Any onshore activities related to drilling and fracking can pose a serious threat to the river. For example, a few years ago, pipeline company Summit Midstream pleaded guilty after dumping over 29 million gallons of oil-contaminated wastewater into tributaries of the Missouri River and deceiving government officials about the severity of the spill, according to the Justice Department, which called the incident the “largest inland oil spill ever.”
Millions of Americans get their drinking water from the Missouri River or from waterways fed by it.

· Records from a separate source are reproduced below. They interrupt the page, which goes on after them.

PR #5585, opened 2026-08-13
fix(useTimeoutPoll): await the immediate callback before scheduling the next poll

### LINKED ISSUE #5582: BUG | `useTimeoutPoll` | immediateCallback does not await
### Describe the bug

My understanding is that each interval waits until the last is done.
But with `immediateCallback` set to true it starts the function and immediately starts the loop. 
this means that the time between immediateCallback fn start and first loop fn start could be significantly shorter than interval

### Reproduction

https://playground.vueuse.org/#eNp9U01v2zAM/SuEMaA2kDjptsPQpcG2ogW6w1asvdUFqih0olaWDH0kKQL/91FS7KbY0EMCi3x8enyk9tn3ti03HrOzbGa5Ea0Di863IJlanVeZs1U2r5RoWm0c7MFbvBMNau9utJTQQW10AyffiIJSE64NnhzBDdYDhiAnXytVKa6VdXSBddcODZwH1Ez5ZoFmnk8LwiSEQ/pLWeuMUKv7h3l+/xAAlWL2RXGoveJOaAXMLvMC9pUCSMVKb6l2JfWCybu1sGWLptamYYpjSck80ACEn6gh79WUGyY9Hph6Lkcd3woqJEYqHb8FRx6IalOgbL1d54/BJ7CxLBTAh/3AUzp9JXa4zD8WHTT2MWnpAKXF/up/+K6EOWjp8cEHALZlgvrFLdyQz8Jinhu0BZzPwygP08rJHQpQIj8tRvBlOi2SjzAMIl2WWqRUZE/9N5aibyefk+EjOJ1OpyMas2gaXArm8Ayc8Th6DVwwKReMP6cEdEWlZpO0aLRWdHDYtJKAdAKYLcUGOAmytHq1xB0IytsxRxU25clbJ+qX/rgdExGignX/EUrGXMu4s8HEmW2Zgs2YJk+MqUGhordVNty0kJo/DzUA+31EdmRBJJkEliRwQgrpazY50p2N6JmQU7VYlU9WK3pLcYZVxnXTConmdxuWlJ7SWT/dKiNj9PZnjEXP+jhfI3/+T/zJ7kKsym5oiGg2WGVDzjGzQuoopC9vf+GOvodko5deEvqd5B+0WvqgMcF+eLUk2Ue4qPY6Pmt6iHf2cudQ2b6pIDRuZMST0R4v3mn9Ve6n8vNhk7us+wsrjIp1

### System Info

```Shell
n/a
```

### Used Package Manager

pnpm

### Validations

lazerg:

Although the newly proposed rules promise to lock down federally designated drinking water source protection areas, they do not appear to prevent further leasing in the Missouri region. That’s in part because the agency oversees oil and gas leasing on 700 million acres of public lands—but it shares responsibility for more than half of that land with other federal agencies. The BLM’s proposed rules would not affect those agencies’ decisions. Jacobsen, in response to questions from DeSmog, pointed to the Army Corps of Engineers’ oversight of Lake Sakakawea (which was created by damming the Missouri River), for example. Environmental groups have long opposed leasing public lands in the region to oil, gas and coal companies—and have complained that the BLM is too lenient. “I am disappointed in the BLM’s decision to resume leasing after the pause ordered by President Biden,” Linda Weiss, board member of the Dakota Resource Council and the Western Organization of Resource Councils, said last year when both groups joined lawsuits against public land leasing. She added that it “reflects the agency’s long history of preferential treatment of industry at the expense of people and the environment.”